PR #4, opened 2020-11-17
Axis

maasencioh:
:eyes: [Preview](https://deploy-preview-4--amazing-kilby-d9c1d7.netlify.app/?path=/story/example-plot--control)

Display axis for plot
- add label
- option to display grid by axis

### DIFF
--- a/src/components/XAxis.tsx
+++ b/src/components/XAxis.tsx
@@ -10,7 +10,7 @@ const XAxis = ({ label, fontSize = 16, showTicks }: AxisProps) => {
   const { xScale, margin, height, width } = usePlotContext();
 
   useLayoutEffect(() => {
-    if (axisRef?.current) {
+    if (axisRef?.current && xScale) {
       const axis = axisBottom(xScale);
       if (showTicks) {
         axis.tickSizeInner((margin?.bottom || 0) + (margin?.top || 0) - height);
--- a/src/components/XAxis.tsx
+++ b/src/components/XAxis.tsx
@@ -5,14 +5,14 @@ import React, { useLayoutEffect, useRef } from 'react';
 import { usePlotContext } from '../hooks';
 import type { AxisProps } from '../types';
 
-const XAxis = ({ label, fontSize = 16, showTicks }: AxisProps) => {
+const XAxis = ({ label, fontSize = 16, showGridLines }: AxisProps) => {
   const axisRef = useRef(null);
   const { xScale, margin, height, width } = usePlotContext();
 
   useLayoutEffect(() => {
     if (axisRef?.current && xScale) {
       const axis = axisBottom(xScale);
-      if (showTicks) {
+      if (showGridLines) {
         axis.tickSizeInner((margin?.bottom || 0) + (margin?.top || 0) - height);
       }
 
@@ -20,11 +20,11 @@ const XAxis = ({ label, fontSize = 16, showTicks }: AxisProps) => {
         .call(axis)
         .call((g) => {
           g.selectAll('.tick line')
-            .attr('stroke-opacity', showTicks ? 0.5 : 1)
-            .attr('stroke-dasharray', showTicks ? '2,2' : '0');
+            .attr('stroke-opacity', showGridLines ? 0.5 : 1)
+            .attr('stroke-dasharray', showGridLines ? '2,2' : '0');
           g.selectAll('.tick text').attr(
             'transform',
-            `translate(0,${showTicks ? 6 : 0})`,
+            `translate(0,${showGridLines ? 6 : 0})`,
           );
         });
     }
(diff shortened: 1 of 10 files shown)


src/components/XAxis.tsx
```diff
@@ -0,0 +1,56 @@
...
+import { select } from 'd3-selection';
+import React, { useRef } from 'react';
+
+import { usePlotContext } from '../hooks';
+import type { AxisProps } from '../types';
+
+const XAxis = ({ label, fontSize = 16, showTicks }: AxisProps) => {
+  const axisRef = useRef(null);
+  const { xScale, margin, height, width } = usePlotContext();
+  if (axisRef?.current) {
```
targos, line 11: This is wrong, you should never have side-effects directly in the render. this code should be in a `useEffect`

src/components/YAxis.tsx
```diff
@@ -0,0 +1,53 @@
...
+import { select } from 'd3-selection';
+import React, { useRef } from 'react';
+
+import { usePlotContext } from '../hooks';
+import type { AxisProps } from '../types';
+
+const YAxis = ({ label, fontSize = 16, showTicks }: AxisProps) => {
+  const axisRef = useRef(null);
+  const { yScale, margin, height, width } = usePlotContext();
+  if (axisRef?.current) {
```
targos, line 11: ditto

src/components/XAxis.tsx
stropitek: it's even better to do it in a `useLayoutEffect` because the effect will be fired synchronously after the dom was mutated by react, and this way it will save the browser one paint, which is an intensive task

maasencioh: Thank you guys

targos:
the story fails for me: 

image

maasencioh:
@targos I just realized in other branch, sorry, is fixed already

src/components/YAxis.tsx
```diff
@@ -0,0 +1,57 @@
...
+import React, { useLayoutEffect, useRef } from 'react';
+
+import { usePlotContext } from '../hooks';
+import type { AxisProps } from '../types';
+
+const YAxis = ({ label, fontSize = 16, showTicks }: AxisProps) => {
+  const axisRef = useRef(null);
+  const { yScale, margin, height, width } = usePlotContext();
+
+  useLayoutEffect(() => {
```
targos, line 12: I discussed with Daniel and we think we should follow React's official recommendations and `useEffect` instead.

src/components/XAxis.tsx
```diff
@@ -0,0 +1,60 @@
...
+import React, { useLayoutEffect, useRef } from 'react';
+
+import { usePlotContext } from '../hooks';
+import type { AxisProps } from '../types';
+
+const XAxis = ({ label, fontSize = 16, showTicks }: AxisProps) => {
+  const axisRef = useRef(null);
+  const { xScale, margin, height, width } = usePlotContext();
+
+  useLayoutEffect(() => {
```
targos, line 12: ditto

src/components/XAxis.tsx
```diff
@@ -0,0 +1,60 @@
...
+          g.selectAll('.tick line')
+            .attr('stroke-opacity', showTicks ? 0.5 : 1)
+            .attr('stroke-dasharray', showTicks ? '2,2' : '0');
+          g.selectAll('.tick text').attr(
+            'transform',
+            `translate(0,${showTicks ? 6 : 0})`,
+          );
+        });
+    }
+  });
```
targos, line 31: I suggest to add an array of dependencies with the values that are captured by the callback. Doesn't the linter complain about it missing? Anyway, to avoid running this code on every render, we need the array.

src/components/YAxis.tsx
```diff
@@ -0,0 +1,57 @@
...
+          g.selectAll('.tick line')
+            .attr('stroke-opacity', showTicks ? 0.5 : 1)
+            .attr('stroke-dasharray', showTicks ? '2,2' : '0');
+          g.selectAll('.tick text').attr(
+            'transform',
+            `translate(${showTicks ? -6 : 0},0)`,
+          );
+        });
+    }
+  });
```
targos, line 30: ditto

src/types.ts
```diff
@@ -35,4 +38,19 @@ export type ReducerActions =
 export interface PlotChildren {
   invalidChild: boolean;
   lineSeries: ReactElement<LineSeriesProps>[];
+  axis: Record<'x' | 'y', ReactElement<AxisProps> | null>;
+}
+
+export interface AxisProps {
+  fontSize?: number;
+  label?: string;
+  showTicks?: boolean;
```
targos, line 47: can we call it `showGridLines` instead ? the ticks are the little bars coming out of the axes

maasencioh: I was also thinking about the name, I followed the D3 suggestion, but I prefer your idea

src/components/YAxis.tsx
maasencioh: Just curious, why?

targos: https://reactjs.org/docs/hooks-reference.html#uselayouteffect

targos (approved):

PR #9, opened 2020-11-20
feat: add markers to line

maasencioh:


src/components/LineSeries.tsx
```diff
@@ -54,16 +61,36 @@ function LineSeriesRender({ data, lineStyle, label }: LineSeriesRenderProps) {
...
+    const markers = !displayMarker
+      ? null
+      : series.map(({ x, y }, i) => (
+          <circle
+            // eslint-disable-next-line react/no-array-index-key
+            key={`markers-${i}`}
+            cx={x}
+            cy={y}
+            r="3px"
+            fill={color}
```
lpatiny, line 75: this should be a 'style' property so that everything can be customised using any of the SVG style property. By default it could be style: {fill: color}

lpatiny (commented):
Need also to think how to deal with scatter plots. Actually a scatter plot is a lineSeries without the line and only the markers.

targos:
A scatter plot is not a line series without the line because a line series cannot go back on the X axis.

src/components/LineSeries.tsx
maasencioh: There's any reason to change only the markers colors?

PR #14, opened 2020-12-01
feat: add label format

maasencioh:
Compatible with [d3-format](https://github.com/d3/d3-format)


targos:
Why not call it `tickFormat` if it's for the ticks?

PR #27, opened 2020-12-08
Axis boundaries

maasencioh:


targos:
The updates don't quite work. Try this in the story to increase xMax one by one using the controls. The blue graph starts disappearing progressively

targos:
image

The `clipPath` should probably not be at the level of the series, but instead in a `<g>` that wraps all the contents of the graph

targos (approved):

PR #28, opened 2020-12-08
Scientific notation

maasencioh:


lpatiny:
LGTM

stropitek:
You could divide instead of multiplying on one axis to show the behavior for small numbers

maasencioh:
Thanks @stropitek, good advice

Activity: Nothing but the lines from the one containing "Why not call" to the last line of the listing above belongs in the answer; restate each word for word.

Task output:
Why not call it `tickFormat` if it's for the ticks?

PR #27, opened 2020-12-08
Axis boundaries

maasencioh:


targos:
The updates don't quite work. Try this in the story to increase xMax one by one using the controls. The blue graph starts disappearing progressively

targos:
image

The `clipPath` should probably not be at the level of the series, but instead in a `<g>` that wraps all the contents of the graph

targos (approved):

PR #28, opened 2020-12-08
Scientific notation

maasencioh:


lpatiny:
LGTM

stropitek:
You could divide instead of multiplying on one axis to show the behavior for small numbers

maasencioh:
Thanks @stropitek, good advice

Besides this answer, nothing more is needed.